Friday 25 September 2009

Forgotten Book - The Second Curtain

Roy Fuller was a solicitor and a poet – and there aren’t many examples of that combination around. He was also an occasional crime novelist, and his The Second Curtain is my entry for today in Patti Abbott’s Forgotten Books series.

Fuller, who died in 1991, probably achieved more distinction in the legal world (he became a director of Woolwich Building Society in the days when financial institutions were trustworthy and reliable) and as Professor of Poetry at Oxford University. But his crime fiction was much praised by Julian Symons, a fellow poet as well as a legendary crime guru, although I think they were good friends, and of course one is always likely to support a friend’s writing – not so much nepotism, and human nature. I suspect it was Symons’ influence which saw this 1953 novel republished as a green Penguin paperback in 1976, which is when – as a student lawyer, and even an occasional poet, as well as a crime fan – I bought it.

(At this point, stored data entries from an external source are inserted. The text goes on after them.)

PR #1175, opened 2024-02-08
tests: organize lang spec and generic related tests

saem:
## Summary
* what changed and how?
* why are we changing it?

## Details
* anything else

---

## TODO
- [ ] shift focus towards generics and keep going until tired

## Notes for Reviewers
* test re-org is messy stuff, no real narrative

<!--
Pull Request(PR) Help

Before Merge Ensure:

Tips that make PRs easier:


saem:
I'm re-running the tests, I can't replicate the failure locally.

zerbina:
Huh, that's strange. `tjsonutils.nim` consistently fails for the Windows and MacOS CIs, but not on the Linux CI. The only reason for this I can think of is that moving around, removing, or adding new tests changed the make-up of the megatest in a way that caused a latent bug to surface.

saem:
> Huh, that's strange. `tjsonutils.nim` consistently fails for the Windows and MacOS CIs, but not on the Linux CI. The only reason for this I can think of is that moving around, removing, or adding new tests changed the make-up of the megatest in a way that caused a latent bug surfacing.

Yup, that's what I'm thinking too. Locally, I get js failures for `tjsonutils` on line 119. My best guess is it has something to do with the define `nimPreviewJsonutilsHoleyEnum`. It's specified in `tests/nim.cfg` and `jsonutils.toJson` conditionally compiles on it within generic code. I wonder if it's being instantiated one way and then differently at some other time.

I'm not quite sure why `fromJson` is failing in CI on line 286, the only thing they have in common is `isNamedTuple` but it's been around for a while.

Hmm, given the common denominator is `isNamedTuple` right now, then I'll start by investigating that I suppose.

saem:
Just a small update:

In terms of test ordering and population, the only difference is linux includes (`tests/misc/tsizeof4.nim`), while macos m1 does not -- it's disabled on arm64.

So I get local failures if I run `tjsonutils` for the js target, but no issues when doing a full run across all targets with megatest. I'm going to see if I can sort out the local failure issue and why it's not failing when run in a megatest context. Hopefully that'll help shed some light on things.

saem:
i haven't quite figured out how, but there seems to be a js codegen issue for `tjsonutils:119`. the passed in parameter seems to have field positions swapped so the values are assigned incorrectly.

Here is a snippet from the generated js:

```js
var Data5 = {jsonNodeMode: 1, enumMode: 0};
var Data6 = {jsonNodeMode: 2, enumMode: 0};
var Data7 = {enumMode: 2, jsonNodeMode: 0};
```

This corresponds to initializations of `ToJsonOptions`, the third item has the fields in the correct order. The first two the fields are in the incorrect order (not really a big deal), but the values are assigned incorrectly, `jsonNodeMode` should be `0` in both cases, while `enumMode` should have `1|2` assigned.

Just gotta track down where this is happening in jsgen.

Update: after some further debugging the issue might be earlier, in `mir` or `transf`.

saem:
With the above issue fixed in the following [PR](https://github.com/nim-works/nimskull/pull/1198#event-11841206905), thanks to @zerbina, going to see if that also resolves the issue encountered in CI.

PR #1176, opened 2024-02-09
std: `compilesettings` show CLI compile/link flags

saem:
## Summary

`compilersettings`  now includes compiler and linker options that are
set via the command-line  `--passc/passl`  flags.

## Details

Prior to this change only pragma based compiler and linker options were
shown, via  `{.passC: "...".}`  or  `{.passL:"...".}` . Now  `vmops` ,
which implements the compile time querying, uses compiler and linker
option construction procedures from the  `options`  module to fulfill
the query.

The compiler and linker options procedures in  `options`  are newly
introduced, taking over logic previously carried out in the  `extccomp` 
module, which orchestrates backend C compiler and linker operations. As
part of this change  `extccomp`  has been updated to also use these
procedures so there is one way and place where these options are
constructed. Additionally, the   `tcompilesetting`  test has been
updated to ensure these continue to work.

Note: the  `compilesettings`  query for compile options does _not_
include module specific compile options, set via 
`{.localPassc: "...".}`  pragma. This could be implemented, but that
would likely require further changes, such as introducing a new query to
get all file compiler options vs file specific.

### DIFF
--- a/compiler/front/options.nim
+++ b/compiler/front/options.nim
@@ -394,6 +394,11 @@ passStrTableField macrosToExpand
 passStrTableField arcToExpand
 
 proc getCompileOptionsStr*(conf: ConfigRef): string =
+  ## Returns the combination of the current C compile options and the
+  ## global `--passC` options (combined in that exact order).
+  ##
+  ## Global `--passC` options already present in the current C compile
+  ## options are *not* include again.
   result = conf.compileOptions
 
   for option in conf.compileOptionsCmd:
@@ -402,6 +407,8 @@ proc getCompileOptionsStr*(conf: ConfigRef): string =
       result.add option
 
 proc getLinkOptionsStr*(conf: ConfigRef): string =
+  ## Returns the combination of the current C linker options and the global
+  ## `--passL` options (combined in that exact order).
   conf.linkOptions & " " & conf.linkOptionsCmd.join(" ")
 
 proc defineSymbol*(conf: ConfigRef, symbol: string, value: string = "true") =
--- a/compiler/front/options.nim
+++ b/compiler/front/options.nim
@@ -393,6 +393,16 @@ passStrTableField symbols
 passStrTableField macrosToExpand
 passStrTableField arcToExpand
 
+proc getCompileOptionsStr*(conf: ConfigRef): string =
+  result = conf.compileOptions
+
+  for option in conf.compileOptionsCmd:
+    if strutils.find(result, option, 0) < 0:
+      if result.len == 0 or result[^1] != ' ': result.add " "
+      result.add option
+
+proc getLinkOptionsStr*(conf: ConfigRef): string =
+  conf.linkOptions & " " & conf.linkOptionsCmd.join(" ")
 
 proc defineSymbol*(conf: ConfigRef, symbol: string, value: string = "true") =
   conf.symbolsSet(symbol, value)
--- a/tests/vm/tcompilesetting.nim
+++ b/tests/vm/tcompilesetting.nim
@@ -13,7 +13,8 @@ template main =
   doAssert querySetting(backend) == "c"
   doAssert fileExists(libPath.querySetting / "system.nim")
   doAssert "-fmax-errors=4" in querySetting(compileOptions)
-  doAssert "-u dummysymboldoesnotexist" in querySetting(linkOptions), querySetting(linkOptions)
+  when not defined(macos) and not defined(windows):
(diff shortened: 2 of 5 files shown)


zerbina (commented):
Regarding the impact:
1. in addition to the pragma-specified options, `compilerOptions` previously also contained the `<ccompiler>.options.always` options (it still does)
2. the `compileOptions` query result now includes the `<ccompiler>.options.speed|debug|size` options
3. the `linkOptions` query result now include the linked C libraries

Number 2 is fine, I think, but number 3 I'm not so sure about, given that the libraries to link against aren't really options, in that sense.

As an alternative, `vmops` could append the options itself, like so:
```nim
# compile options
result = conf.compileOptions
for option in conf.compileOptionsCmd:
  if find(result, option, 0) < 0:
    result.add " " & option

# link options
result = conf.linkOptions & " " & conf.linkOptionsCmd.join(" ") 
```
This would also remove the `extccomp` dependency, at the cost of a small duplication of logic. It's only a soft suggestion, however, so feel free to ignore.

saem:
Hmm, maybe the query should be in `options` and only cover combining pragma and cli options, as the split storage is a bit more of a `ConfigRef` detail.

---

Separately, wrt the failing tests I guess clang is pickier about undefined symbols, I need to find another "no-op" like option.

compiler/front/options.nim
```diff
@@ -393,6 +393,16 @@ passStrTableField symbols
 passStrTableField macrosToExpand
 passStrTableField arcToExpand
 
+proc getCompileOptionsStr*(conf: ConfigRef): string =
+  result = conf.compileOptions
```
zerbina, line 402:
```suggestion
  ## Returns the combination of the current C compile options and the
  ## global `--passC` options (combined in that exact order).
  ##
  ## Global `--passC` options already present in the current C compile
  ## options are *not* include again.
  result = conf.compileOptions
```

compiler/front/options.nim
```diff
@@ -393,6 +393,16 @@ passStrTableField symbols
...
+
+  for option in conf.compileOptionsCmd:
+    if strutils.find(result, option, 0) < 0:
+      if result.len == 0 or result[^1] != ' ': result.add " "
+      result.add option
+
+proc getLinkOptionsStr*(conf: ConfigRef): string =
+  conf.linkOptions & " " & conf.linkOptionsCmd.join(" ")
```
zerbina, line 412:
```suggestion
  ## Returns the combination of the current C linker options and the global
  ## `--passL` options (combined in that exact order).
  conf.linkOptions & " " & conf.linkOptionsCmd.join(" ")
```

tests/vm/tcompilesetting.nim
```diff
@@ -1,9 +1,9 @@
 discard """
-cmd: "nim c --nimcache:build/myNimCache --nimblePath:myNimblePath $file"
+matrix: "--nimcache:build/myNimCache --nimblePath:myNimblePath --passc:'-fmax-errors=4' --passl:'-u dummysymboldoesnotexist'"
```
zerbina:
```suggestion
matrix: "--nimcache:build/myNimCache --nimblePath:myNimblePath --passc:'-fmax-errors=4' --passl:'-Xlinker --defsym -Xlinker dummysymboldoesnotexist=0x0'"
```
I cannot test it with the XCode toolchain, but I think that this should work.

zerbina (approved):
Nice, I think having the combination logic in `options` is indeed better. I've left two suggestion regarding documentation of the new procedures.

Looking for a safe replacement of `-u`, I found `--defsym` (create a global symbol storing the provided address), which might work with the linker from the Xcode toolchain (it does with the MinGW `ld`, at least).

tests/vm/tcompilesetting.nim
saem: LooooooL, no idea why I thought guarding the compiler query would change the outcome of the test considering the cli params. I'm a bit distracted today. 😮‍💨 

I'll get things building again on my mac (so slow) and see if this works there.

compiler/front/options.nim
saem: Thank you for suggesting these docs, I totally blanked on the writing docs for public definitions.

saem:
I'm restricting linker flag testing to linux only for now, this is turning out to be a bear. 😬

saem:
/merge

huh, not sure what's with the kill 9, in that last run trying again.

But Symons would never praise someone undeserving (though some of his critical comments could seem rather harsh) and there is no doubt that Fuller could write. The Second Curtain is an under-stated novel which concerns George Garner, a minor novelist who is a touch complacent and only too pleased with himself when offered the editorship of a literary quarterly.

However, George writes to an old pal called Widgery, he receives a letter from the man’s sister, telling him that Widgery has mysteriously disappeared. George decides to look into the mystery, but he finds himself coming face to face with a dangerous world for which he is ill-suited. This isn’t a story where the hero rises courageously to every challenge, and some might find it anti-climactic. I think it’s a good character study, quietly yet intelligently put together.


pattinase (abbott) said...

It sounds like an interesting novel. I like novels that are about real men rather than heroic ones.

Anonymous said...

Had completely forgotten this novel, which I read aeons ago - and loved. So thank you for the reminder; will have to see if it stands up to a second reading (suspect it will).
Writer friends always boost each other; but then, they wouldn't be friends if they disliked each other's 'voice', I suppose.
I seem to remember RF was on the board of the Woolwich pre Barclay's takeoever - ie when it was a mutual society, exclusively concerned with savings accounts + mortgage loans ... which, curiously, suddenly seems like A Very Good Thing!

Paul Beech said...

Ah ha, so you were a poet too!

Strange, isn’t it, how many crime writers started off writing poetry then dropped it along the way, almost as if poetry were a launchpad for crime! Though it seems to have worked rather the other way round with Roy Fuller; did he publish any crime after ‘Fantasy and Fugue’ in 1954?

Surely there’s a special relationship between the two forms, a common impulse to do with symmetry and wordcraft, a desire to find patterns and pin down the intangible yet still give a sense of something beyond the words. I much admire crime-writing poets such as John Harvey, James Sallis and Sophie Hannah.

As the humorous crime writer L. C. Tyler said in a 2005 interview on the PanMacmillan website:

“Poems are prose distilled into the headiest form of literature you can legally get your hands on. All good prose (and I do try to write good prose) should aspire deep down to being poetry. When a poet like Owen Sheers or Helen Dunmore writes prose, you can feel the way every word is made to count – you can feel the underlying rhythm of what they write.”

Are you ever still tempted to whittle a crafty stanza, Martin?



Martin Edwards said...

Minnie, I couldn't agree more! And I'm glad to have found someone else who has read this book.

Martin Edwards said...

Hi Paul - it was a student thing, really! I don't think I've written any poetry since the late 70s. In those days I tried all kinds of writing, including radio plays, which I was very keen on, and jokey sketches. A long time ago.